» **The problem**: In the data, find the word "null" and copy out every line that has it.

Segment Open

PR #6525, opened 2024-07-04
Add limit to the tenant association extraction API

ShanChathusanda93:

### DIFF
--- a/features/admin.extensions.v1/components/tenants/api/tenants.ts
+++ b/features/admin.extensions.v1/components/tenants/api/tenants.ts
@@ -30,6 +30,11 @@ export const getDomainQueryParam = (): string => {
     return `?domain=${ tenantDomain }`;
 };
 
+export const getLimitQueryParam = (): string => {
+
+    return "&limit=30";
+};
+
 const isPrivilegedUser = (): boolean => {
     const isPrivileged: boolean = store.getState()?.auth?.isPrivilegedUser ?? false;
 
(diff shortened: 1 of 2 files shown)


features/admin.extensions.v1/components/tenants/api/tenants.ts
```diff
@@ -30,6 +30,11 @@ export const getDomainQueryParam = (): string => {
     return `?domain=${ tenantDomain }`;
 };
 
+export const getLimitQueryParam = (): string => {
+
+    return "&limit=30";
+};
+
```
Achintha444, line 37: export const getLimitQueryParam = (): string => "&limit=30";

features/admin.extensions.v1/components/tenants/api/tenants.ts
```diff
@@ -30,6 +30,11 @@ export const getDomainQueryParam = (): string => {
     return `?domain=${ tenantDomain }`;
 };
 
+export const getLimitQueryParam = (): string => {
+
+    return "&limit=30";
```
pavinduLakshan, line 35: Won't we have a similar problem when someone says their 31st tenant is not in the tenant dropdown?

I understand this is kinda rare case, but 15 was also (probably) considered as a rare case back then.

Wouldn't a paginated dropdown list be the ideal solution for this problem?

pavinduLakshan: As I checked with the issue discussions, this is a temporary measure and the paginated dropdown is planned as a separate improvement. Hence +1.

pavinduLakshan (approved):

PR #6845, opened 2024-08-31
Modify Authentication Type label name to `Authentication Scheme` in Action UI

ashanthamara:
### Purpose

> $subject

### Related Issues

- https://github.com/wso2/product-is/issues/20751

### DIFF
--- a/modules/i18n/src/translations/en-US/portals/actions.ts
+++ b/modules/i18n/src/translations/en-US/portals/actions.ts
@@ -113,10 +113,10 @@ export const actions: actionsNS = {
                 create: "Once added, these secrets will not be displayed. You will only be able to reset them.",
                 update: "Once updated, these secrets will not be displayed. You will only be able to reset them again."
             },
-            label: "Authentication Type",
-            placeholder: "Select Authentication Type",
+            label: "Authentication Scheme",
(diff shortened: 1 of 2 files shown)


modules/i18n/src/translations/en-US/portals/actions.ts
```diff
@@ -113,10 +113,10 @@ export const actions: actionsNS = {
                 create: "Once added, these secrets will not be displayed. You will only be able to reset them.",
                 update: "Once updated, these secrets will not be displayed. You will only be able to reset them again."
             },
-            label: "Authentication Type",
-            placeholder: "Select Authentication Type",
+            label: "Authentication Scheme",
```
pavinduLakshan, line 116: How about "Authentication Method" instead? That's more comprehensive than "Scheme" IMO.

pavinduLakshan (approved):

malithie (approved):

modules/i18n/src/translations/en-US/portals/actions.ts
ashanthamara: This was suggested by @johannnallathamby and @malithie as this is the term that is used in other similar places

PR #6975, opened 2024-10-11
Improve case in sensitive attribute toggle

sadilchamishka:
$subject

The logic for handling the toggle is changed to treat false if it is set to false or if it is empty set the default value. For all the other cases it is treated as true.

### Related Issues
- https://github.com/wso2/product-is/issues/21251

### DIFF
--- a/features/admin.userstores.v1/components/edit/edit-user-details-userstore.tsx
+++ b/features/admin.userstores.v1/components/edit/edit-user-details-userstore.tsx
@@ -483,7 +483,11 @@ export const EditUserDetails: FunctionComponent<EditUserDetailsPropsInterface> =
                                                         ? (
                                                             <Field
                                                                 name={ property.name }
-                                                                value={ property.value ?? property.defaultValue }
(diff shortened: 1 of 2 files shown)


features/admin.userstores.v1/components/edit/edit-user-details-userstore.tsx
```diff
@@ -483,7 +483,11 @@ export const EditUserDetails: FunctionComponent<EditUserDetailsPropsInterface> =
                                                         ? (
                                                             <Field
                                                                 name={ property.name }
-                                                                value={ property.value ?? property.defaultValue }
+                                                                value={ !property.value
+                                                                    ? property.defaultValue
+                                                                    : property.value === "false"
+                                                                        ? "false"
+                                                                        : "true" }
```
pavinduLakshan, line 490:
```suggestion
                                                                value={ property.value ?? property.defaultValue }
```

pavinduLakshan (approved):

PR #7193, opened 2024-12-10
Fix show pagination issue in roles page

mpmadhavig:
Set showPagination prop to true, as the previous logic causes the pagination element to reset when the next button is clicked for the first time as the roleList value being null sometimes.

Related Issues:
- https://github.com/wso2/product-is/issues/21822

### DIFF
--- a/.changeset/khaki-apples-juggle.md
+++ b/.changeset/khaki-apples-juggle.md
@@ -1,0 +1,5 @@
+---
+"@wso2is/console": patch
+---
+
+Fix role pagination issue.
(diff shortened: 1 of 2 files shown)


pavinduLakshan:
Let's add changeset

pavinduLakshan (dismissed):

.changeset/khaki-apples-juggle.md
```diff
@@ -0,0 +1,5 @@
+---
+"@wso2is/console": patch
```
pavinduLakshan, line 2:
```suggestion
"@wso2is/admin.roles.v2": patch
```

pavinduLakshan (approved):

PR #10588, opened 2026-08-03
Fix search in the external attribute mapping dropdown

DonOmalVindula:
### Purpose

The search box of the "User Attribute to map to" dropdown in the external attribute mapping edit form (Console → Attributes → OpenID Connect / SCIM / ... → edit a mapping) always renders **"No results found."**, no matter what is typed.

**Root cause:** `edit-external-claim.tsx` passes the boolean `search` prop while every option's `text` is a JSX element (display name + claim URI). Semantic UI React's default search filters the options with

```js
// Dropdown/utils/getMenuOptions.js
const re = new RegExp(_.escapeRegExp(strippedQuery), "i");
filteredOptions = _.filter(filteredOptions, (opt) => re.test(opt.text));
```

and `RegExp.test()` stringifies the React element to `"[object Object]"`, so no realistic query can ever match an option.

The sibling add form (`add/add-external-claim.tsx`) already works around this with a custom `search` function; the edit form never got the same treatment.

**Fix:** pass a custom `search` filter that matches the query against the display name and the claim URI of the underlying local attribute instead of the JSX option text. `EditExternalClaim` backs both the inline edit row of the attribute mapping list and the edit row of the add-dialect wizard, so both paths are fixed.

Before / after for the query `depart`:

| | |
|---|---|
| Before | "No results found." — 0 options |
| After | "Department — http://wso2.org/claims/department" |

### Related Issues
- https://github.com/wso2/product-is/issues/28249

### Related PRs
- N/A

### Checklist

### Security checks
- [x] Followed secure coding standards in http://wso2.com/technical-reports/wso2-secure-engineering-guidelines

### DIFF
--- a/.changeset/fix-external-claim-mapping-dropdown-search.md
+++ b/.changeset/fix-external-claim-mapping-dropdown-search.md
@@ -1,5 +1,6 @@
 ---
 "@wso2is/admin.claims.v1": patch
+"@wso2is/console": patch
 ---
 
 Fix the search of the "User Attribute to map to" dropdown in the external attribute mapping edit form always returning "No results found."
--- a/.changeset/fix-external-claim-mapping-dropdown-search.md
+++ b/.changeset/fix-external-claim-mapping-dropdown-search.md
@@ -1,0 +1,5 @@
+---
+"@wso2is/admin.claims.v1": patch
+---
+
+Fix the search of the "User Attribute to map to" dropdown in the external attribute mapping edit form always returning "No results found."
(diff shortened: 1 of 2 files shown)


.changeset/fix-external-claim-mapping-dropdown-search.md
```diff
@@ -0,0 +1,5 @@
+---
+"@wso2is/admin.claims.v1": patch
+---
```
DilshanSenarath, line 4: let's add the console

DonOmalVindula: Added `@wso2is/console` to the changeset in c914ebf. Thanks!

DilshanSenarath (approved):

Segment Closed
Segment Open

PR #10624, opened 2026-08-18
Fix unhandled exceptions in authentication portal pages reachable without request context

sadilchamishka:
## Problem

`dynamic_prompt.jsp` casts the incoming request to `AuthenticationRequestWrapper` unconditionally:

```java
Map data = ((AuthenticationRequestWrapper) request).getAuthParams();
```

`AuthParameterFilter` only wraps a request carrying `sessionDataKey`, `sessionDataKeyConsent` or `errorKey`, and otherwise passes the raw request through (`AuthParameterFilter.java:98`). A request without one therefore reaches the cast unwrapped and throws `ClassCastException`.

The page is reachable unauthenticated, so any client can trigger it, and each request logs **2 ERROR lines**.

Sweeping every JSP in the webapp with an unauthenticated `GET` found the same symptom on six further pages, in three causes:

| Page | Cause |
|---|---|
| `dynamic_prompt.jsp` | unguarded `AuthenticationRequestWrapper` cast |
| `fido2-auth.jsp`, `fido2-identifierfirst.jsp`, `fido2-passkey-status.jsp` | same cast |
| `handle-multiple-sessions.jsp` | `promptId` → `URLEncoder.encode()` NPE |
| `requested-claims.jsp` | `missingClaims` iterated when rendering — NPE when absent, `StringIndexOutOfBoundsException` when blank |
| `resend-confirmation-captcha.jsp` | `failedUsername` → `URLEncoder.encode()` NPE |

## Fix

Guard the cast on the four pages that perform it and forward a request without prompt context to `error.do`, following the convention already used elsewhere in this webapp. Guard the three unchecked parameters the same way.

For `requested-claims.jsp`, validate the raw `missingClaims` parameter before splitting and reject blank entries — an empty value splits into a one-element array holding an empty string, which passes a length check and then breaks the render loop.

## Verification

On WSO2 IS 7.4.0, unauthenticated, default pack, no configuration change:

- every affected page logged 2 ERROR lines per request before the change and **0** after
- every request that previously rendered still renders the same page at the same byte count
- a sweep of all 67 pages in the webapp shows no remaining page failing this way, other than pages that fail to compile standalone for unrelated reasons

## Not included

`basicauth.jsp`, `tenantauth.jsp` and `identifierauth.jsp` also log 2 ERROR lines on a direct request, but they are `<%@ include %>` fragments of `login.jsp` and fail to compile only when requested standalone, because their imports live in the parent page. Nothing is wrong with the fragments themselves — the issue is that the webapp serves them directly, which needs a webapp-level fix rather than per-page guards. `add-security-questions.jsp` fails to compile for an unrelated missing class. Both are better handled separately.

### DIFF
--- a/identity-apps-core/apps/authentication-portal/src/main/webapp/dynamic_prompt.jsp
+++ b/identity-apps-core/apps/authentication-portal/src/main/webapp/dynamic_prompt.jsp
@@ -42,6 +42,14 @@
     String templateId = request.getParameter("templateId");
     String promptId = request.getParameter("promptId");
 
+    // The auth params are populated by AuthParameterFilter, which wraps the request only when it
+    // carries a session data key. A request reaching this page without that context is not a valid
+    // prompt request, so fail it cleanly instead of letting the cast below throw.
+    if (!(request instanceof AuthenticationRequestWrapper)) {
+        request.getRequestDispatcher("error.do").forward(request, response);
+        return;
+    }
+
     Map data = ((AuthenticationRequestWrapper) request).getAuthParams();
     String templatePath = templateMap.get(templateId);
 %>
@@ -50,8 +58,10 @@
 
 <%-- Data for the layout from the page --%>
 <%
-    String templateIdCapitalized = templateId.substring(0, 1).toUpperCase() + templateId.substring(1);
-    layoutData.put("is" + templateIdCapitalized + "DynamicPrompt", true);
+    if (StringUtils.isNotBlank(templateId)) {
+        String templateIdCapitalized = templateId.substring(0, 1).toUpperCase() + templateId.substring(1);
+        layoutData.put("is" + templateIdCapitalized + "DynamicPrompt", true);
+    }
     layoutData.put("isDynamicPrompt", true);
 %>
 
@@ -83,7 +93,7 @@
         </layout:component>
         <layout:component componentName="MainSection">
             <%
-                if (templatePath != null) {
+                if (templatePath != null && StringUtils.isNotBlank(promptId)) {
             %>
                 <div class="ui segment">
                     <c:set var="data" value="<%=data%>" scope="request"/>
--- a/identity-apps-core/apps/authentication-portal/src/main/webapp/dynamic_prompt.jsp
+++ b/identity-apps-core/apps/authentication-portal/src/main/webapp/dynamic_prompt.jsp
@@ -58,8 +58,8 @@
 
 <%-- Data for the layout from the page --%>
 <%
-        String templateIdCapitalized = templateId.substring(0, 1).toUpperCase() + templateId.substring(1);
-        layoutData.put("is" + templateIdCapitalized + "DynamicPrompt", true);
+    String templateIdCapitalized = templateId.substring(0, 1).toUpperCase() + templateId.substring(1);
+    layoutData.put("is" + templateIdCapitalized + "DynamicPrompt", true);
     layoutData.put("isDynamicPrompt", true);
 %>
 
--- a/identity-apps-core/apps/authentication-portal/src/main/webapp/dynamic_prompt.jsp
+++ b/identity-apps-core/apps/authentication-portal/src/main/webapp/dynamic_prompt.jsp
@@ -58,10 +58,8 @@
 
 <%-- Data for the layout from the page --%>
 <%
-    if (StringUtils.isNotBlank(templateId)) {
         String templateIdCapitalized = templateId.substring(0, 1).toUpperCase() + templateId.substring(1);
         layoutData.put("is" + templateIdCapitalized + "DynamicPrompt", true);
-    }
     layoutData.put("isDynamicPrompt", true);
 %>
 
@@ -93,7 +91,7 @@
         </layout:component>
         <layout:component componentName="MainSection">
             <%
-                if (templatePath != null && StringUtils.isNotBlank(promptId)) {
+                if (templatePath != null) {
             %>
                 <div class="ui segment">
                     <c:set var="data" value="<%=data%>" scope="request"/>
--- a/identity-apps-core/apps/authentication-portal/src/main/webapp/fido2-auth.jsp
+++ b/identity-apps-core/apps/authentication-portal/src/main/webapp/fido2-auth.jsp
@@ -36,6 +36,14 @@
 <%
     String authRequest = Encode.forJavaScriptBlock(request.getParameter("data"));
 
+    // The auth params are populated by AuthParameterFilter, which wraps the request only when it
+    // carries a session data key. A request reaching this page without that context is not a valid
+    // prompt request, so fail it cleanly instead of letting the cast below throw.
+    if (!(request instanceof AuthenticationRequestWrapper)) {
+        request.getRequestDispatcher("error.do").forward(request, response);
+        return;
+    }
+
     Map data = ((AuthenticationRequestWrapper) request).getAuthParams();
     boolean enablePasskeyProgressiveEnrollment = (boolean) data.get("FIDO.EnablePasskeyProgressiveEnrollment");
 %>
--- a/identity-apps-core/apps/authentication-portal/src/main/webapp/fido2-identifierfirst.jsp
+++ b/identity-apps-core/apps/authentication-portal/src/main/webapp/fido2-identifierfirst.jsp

Segment Closed

» **Expected answer**:
Set showPagination prop to true, as the previous logic causes the pagination element to reset when the next button is clicked for the first time as the roleList value being null sometimes.
-                if (templatePath != null) {
+                if (templatePath != null && StringUtils.isNotBlank(promptId)) {
-                if (templatePath != null && StringUtils.isNotBlank(promptId)) {
+                if (templatePath != null) {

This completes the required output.